Task requirements:
Start at the first record below and retype through the last, exactly.

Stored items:
◇ ◇ ◇ ◇ ◇ ◇ ◇
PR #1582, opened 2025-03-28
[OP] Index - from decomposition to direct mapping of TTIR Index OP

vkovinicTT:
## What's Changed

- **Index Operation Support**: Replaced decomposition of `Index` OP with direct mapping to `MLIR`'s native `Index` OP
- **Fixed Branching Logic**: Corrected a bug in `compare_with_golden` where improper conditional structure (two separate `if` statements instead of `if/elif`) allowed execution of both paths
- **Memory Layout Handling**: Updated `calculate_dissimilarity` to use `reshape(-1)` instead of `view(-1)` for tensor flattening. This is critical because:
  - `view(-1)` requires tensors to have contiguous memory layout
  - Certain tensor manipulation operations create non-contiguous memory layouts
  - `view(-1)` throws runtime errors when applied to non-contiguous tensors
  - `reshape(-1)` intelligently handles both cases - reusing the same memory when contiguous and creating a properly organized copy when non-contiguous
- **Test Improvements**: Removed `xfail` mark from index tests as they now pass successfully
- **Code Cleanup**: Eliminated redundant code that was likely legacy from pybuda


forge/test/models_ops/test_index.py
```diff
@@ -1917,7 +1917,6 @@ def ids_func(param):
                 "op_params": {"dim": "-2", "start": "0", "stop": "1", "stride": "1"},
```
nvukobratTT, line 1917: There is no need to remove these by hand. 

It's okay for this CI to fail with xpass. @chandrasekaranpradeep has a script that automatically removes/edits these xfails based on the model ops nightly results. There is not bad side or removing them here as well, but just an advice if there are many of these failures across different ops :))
◇ ◇ ◇ ◇ ◇ ◇ ◇
Solved exercise:
PR #1582, opened 2025-03-28
[OP] Index - from decomposition to direct mapping of TTIR Index OP

vkovinicTT:
## What's Changed

- **Index Operation Support**: Replaced decomposition of `Index` OP with direct mapping to `MLIR`'s native `Index` OP
- **Fixed Branching Logic**: Corrected a bug in `compare_with_golden` where improper conditional structure (two separate `if` statements instead of `if/elif`) allowed execution of both paths
- **Memory Layout Handling**: Updated `calculate_dissimilarity` to use `reshape(-1)` instead of `view(-1)` for tensor flattening. This is critical because:
  - `view(-1)` requires tensors to have contiguous memory layout
  - Certain tensor manipulation operations create non-contiguous memory layouts
  - `view(-1)` throws runtime errors when applied to non-contiguous tensors
  - `reshape(-1)` intelligently handles both cases - reusing the same memory when contiguous and creating a properly organized copy when non-contiguous
- **Test Improvements**: Removed `xfail` mark from index tests as they now pass successfully
- **Code Cleanup**: Eliminated redundant code that was likely legacy from pybuda


forge/test/models_ops/test_index.py
```diff
@@ -1917,7 +1917,6 @@ def ids_func(param):
                 "op_params": {"dim": "-2", "start": "0", "stop": "1", "stride": "1"},
```
nvukobratTT, line 1917: There is no need to remove these by hand. 

It's okay for this CI to fail with xpass. @chandrasekaranpradeep has a script that automatically removes/edits these xfails based on the model ops nightly results. There is not bad side or removing them here as well, but just an advice if there are many of these failures across different ops :))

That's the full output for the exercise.